I believe that life is a journey. Each of us moves through this journey in our own way. People come into and touch upon our lives and we can choose to share our experiences to aid us in moving forward along our individual path.

I would like to share a poem that I have written, which really expresses my thoughts and feelings along my path:

Moving On

I climbed the hill up to the top
And then I saw a mighty drop.
Should I go back the way I’d come,
Or trust the way and carry on.
You might think this an easy decision,
But you’re not looking with my vision.
The way I’d come was hard and long,
My fear is whether to carry on.
I know in my heart the choice to make,
But heart and head are never mates.
They pull you one way, then the next.
So which way is the safest bet?
I know I will have to soldier on.
To not look back but forge straight on.
But fear is ever at my side.
Will I fall and hurt my pride.
Be brave – fight on –
Move ever upwards.
Stay focused – strong.
Win through – move on.

Thursday, May 13, 2010

Less Than a Week to Go

Less than a week until the flight, main thing worrying me is if the flight will be affected by the ash from Iceland.
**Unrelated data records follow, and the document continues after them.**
PR #4673, opened 2023-06-04
[MNT] resolve pre-commit issues on `main`

yarnabrina:
Running `pre-commit` on main branch finds a few linting issues. These are probably introduced because of old PR's before adding the linters, or because of some skipped CI's. This PR attempts to solve these.

Steps followed:

1. Ran `pre-commit run --all-files` on `main` branch.
2. Got 3 issues regarding misisng module docstring, trailing whitespace and missing newline.
3. Fixed one by one.


yarnabrina:
A related note is that most hook versions in `.pre-commit-config.yaml` is outdated. If updated to latest versions using `pre-commit autoupdate`, it leads to changes to ~140 files, and a lot of file blame will be modified. Skipped for now, but this may be worth considering in future.

fkiraly:
> Skipped for now, but this may be worth considering in future.

I would recommend, open an issue with the "maintenance" tag

fkiraly (approved):
Thanks!

odd that nothing complained when we merged these, some of these files were changed recently.

PR #4679, opened 2023-06-06
[DOC] correct some failing doctests

mdsaad2305:

In some cases while using doctest, the expected outputs for certain items were incorrect, resulting in the failure of the corresponding doctests.

### DIFF
--- a/sktime/classification/interval_based/_stsf.py
+++ b/sktime/classification/interval_based/_stsf.py
@@ -82,7 +82,7 @@ class SupervisedTimeSeriesForest(BaseClassifier):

Also if there is any problem with picking up the 2CV and getting it on the road in Halifax. I fly out to Halifax by Air Canada so that should be OK. Ann and Rob fly to Calgary by British Airways so I hope BA sort their problems out.

Not sure if keeping fit for this trip is important. Played tennis yesterday and came through that OK so I am sure it will go OK. When I am on the trip our friends in Italy are sorting out a few fund raising events. Rob's message seems to have worked lots of donations to JustGiving.com website.

Wednesday, May 12, 2010

A Message from Rob

The following was written by co-driver Rob Magie.

Of of my dearest friends, Colin Craythorne, has currently got the upper hand in his battle against leukaemia and is about to embark on an epic trans-Canadian drive in order to raise money for the crack team of cancer specialists at University College Hospital in London. These are the people who have been looking after him over the past three years. During the trip he will be visiting cancer patients along the way to try and give them hope and encouragement in their ongoing battles with cancer. You can learn more about this at:

www.journeyofhope.uk.com

For my part, in a moment of weakness, I have agreed to help drive his aging 2CV over the Rockies from Calgary to Vancouver from the 12th of June. Assuming that the drive train doesn't pack up, leaving us like the Donner party, we should arrive to a ticker tape parade in Vancouver some time on the 15th of June (well maybe just Colin's lovely wife Ann and a a group of friends and family). Before the wise-cracks start this is not a sequel to "Two Fat Ladies".

I am sure there are very few of you whose lives remain untouched by cancer and would be very grateful if you would consider making a donation, no matter how small, to assist in this effort. A page at the JustGiving website has been established which enables one to make a donation in a matter of minutes. This can be found at:

http://www.justgiving.com/colin-craythorne

Many thanks for considering this. Please feel free to monitor and encourage this mad undertaking via the Journey of Hope website. If you hear reports of acts of canibalism near Kicking Horse Pass, BC that will be a fairly good indication that that the 2CV was not up to the task.

Cheers

- Rob

Tuesday, May 11, 2010

Training


After a drive down to Italy 1100 miles I think I am in training for my drive across Canada . We left the UK Saturday morning stayed in France Saturday night and got to Loro Piceno 7.00pm Sunday evening. The chickens and cat seemed to miss us. We own a 2CV in Italy so in training all week as there are a lot of people to see. A lot of fund raising will be taking place in this area when I will be on my trip.

I had a lot of Reiki when I was having treatment. I have tried to keep it up and Chris has been keeping it up in Italy.